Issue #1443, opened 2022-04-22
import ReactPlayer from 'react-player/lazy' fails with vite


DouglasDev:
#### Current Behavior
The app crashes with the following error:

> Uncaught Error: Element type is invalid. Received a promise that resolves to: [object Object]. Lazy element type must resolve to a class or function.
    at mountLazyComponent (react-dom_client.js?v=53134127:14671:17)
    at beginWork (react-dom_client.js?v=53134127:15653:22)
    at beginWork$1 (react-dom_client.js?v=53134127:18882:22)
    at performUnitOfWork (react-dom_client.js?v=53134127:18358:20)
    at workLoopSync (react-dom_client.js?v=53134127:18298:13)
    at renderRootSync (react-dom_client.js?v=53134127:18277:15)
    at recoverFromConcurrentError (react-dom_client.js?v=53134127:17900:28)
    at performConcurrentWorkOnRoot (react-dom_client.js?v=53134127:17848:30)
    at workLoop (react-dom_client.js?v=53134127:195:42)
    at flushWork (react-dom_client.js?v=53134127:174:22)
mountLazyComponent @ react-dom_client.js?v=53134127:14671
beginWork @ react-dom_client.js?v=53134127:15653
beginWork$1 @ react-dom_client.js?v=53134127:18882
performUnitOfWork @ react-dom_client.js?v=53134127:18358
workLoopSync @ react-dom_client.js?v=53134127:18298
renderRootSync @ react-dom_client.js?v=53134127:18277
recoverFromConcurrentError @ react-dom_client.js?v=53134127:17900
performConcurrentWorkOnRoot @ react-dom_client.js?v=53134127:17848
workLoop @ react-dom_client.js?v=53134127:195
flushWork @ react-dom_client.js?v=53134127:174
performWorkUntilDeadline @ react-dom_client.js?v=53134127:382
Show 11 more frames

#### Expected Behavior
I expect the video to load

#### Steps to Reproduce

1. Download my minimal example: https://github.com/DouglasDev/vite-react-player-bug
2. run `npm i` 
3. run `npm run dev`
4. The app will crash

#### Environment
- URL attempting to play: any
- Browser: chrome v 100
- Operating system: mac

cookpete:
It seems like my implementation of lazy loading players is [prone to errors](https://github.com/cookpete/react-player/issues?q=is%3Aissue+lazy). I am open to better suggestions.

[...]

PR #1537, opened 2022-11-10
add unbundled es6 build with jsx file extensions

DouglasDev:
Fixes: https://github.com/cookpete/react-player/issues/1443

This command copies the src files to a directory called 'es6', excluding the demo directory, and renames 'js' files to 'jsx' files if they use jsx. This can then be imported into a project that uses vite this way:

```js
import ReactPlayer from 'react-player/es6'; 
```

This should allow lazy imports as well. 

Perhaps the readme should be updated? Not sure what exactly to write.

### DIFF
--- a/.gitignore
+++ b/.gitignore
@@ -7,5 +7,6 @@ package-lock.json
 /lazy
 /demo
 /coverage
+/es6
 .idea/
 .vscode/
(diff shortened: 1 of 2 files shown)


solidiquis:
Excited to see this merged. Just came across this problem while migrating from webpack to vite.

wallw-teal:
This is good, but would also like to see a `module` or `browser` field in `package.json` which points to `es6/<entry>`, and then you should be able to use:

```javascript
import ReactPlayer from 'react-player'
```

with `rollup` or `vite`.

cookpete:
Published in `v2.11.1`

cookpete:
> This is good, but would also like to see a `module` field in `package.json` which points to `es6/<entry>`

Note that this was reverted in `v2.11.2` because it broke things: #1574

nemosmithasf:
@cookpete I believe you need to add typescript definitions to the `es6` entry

________________________________________

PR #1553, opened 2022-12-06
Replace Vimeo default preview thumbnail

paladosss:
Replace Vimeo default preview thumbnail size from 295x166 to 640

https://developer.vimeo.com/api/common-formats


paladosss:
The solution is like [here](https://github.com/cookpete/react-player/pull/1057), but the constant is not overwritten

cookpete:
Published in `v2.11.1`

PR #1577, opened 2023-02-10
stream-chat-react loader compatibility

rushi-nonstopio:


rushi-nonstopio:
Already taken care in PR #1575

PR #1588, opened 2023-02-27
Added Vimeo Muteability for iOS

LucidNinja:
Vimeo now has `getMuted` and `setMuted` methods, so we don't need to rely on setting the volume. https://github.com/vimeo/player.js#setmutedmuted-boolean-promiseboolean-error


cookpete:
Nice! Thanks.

________________________________________

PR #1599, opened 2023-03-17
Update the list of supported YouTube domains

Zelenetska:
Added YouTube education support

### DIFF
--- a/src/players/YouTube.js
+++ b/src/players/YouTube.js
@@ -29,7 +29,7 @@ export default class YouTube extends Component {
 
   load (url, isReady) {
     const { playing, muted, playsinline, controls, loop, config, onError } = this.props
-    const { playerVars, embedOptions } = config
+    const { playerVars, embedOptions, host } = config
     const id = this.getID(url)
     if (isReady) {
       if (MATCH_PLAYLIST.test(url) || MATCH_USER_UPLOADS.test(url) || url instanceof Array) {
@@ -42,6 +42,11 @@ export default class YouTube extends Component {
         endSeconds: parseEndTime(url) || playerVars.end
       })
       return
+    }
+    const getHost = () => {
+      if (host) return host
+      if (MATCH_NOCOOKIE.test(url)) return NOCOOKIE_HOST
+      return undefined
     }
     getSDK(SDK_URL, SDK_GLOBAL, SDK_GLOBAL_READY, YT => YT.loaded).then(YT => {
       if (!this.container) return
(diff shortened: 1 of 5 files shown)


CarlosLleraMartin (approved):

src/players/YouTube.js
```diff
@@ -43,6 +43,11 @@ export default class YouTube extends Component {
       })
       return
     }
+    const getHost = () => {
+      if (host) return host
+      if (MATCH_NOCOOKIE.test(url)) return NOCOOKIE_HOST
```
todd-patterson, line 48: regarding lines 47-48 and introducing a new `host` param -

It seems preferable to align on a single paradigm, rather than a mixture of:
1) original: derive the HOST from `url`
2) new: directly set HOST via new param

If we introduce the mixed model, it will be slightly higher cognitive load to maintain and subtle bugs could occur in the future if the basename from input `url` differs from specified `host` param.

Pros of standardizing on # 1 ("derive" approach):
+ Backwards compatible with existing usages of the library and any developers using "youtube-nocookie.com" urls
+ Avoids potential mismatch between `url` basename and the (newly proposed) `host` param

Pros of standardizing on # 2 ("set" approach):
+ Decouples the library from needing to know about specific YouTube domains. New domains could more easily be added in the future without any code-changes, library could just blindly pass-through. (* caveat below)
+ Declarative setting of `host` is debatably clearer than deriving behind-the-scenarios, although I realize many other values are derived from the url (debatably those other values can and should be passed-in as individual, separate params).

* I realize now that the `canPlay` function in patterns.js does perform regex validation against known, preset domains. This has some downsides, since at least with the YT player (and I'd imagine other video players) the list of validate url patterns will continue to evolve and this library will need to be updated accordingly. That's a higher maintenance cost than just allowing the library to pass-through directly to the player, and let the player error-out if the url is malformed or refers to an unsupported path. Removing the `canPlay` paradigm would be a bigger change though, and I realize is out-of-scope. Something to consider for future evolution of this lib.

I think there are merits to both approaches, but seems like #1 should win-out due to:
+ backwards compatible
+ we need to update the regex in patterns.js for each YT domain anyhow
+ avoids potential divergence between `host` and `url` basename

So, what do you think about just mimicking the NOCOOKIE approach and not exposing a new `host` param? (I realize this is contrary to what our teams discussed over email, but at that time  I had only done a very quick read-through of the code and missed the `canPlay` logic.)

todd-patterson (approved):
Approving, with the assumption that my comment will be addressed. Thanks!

________________________________________

[TASK DIRECTIONS] Find "endSeconds: parseEndTime(url) ||" in the entries above and copy that whole line exactly, then each line after it through the line that contains "getSDK(SDK_URL, SDK_GLOBAL, SDK_GLOBAL_READY, YT".

[TASK ANSWER]
         endSeconds: parseEndTime(url) || playerVars.end
       })
       return
+    }
+    const getHost = () => {
+      if (host) return host
+      if (MATCH_NOCOOKIE.test(url)) return NOCOOKIE_HOST
+      return undefined
     }
     getSDK(SDK_URL, SDK_GLOBAL, SDK_GLOBAL_READY, YT => YT.loaded).then(YT => {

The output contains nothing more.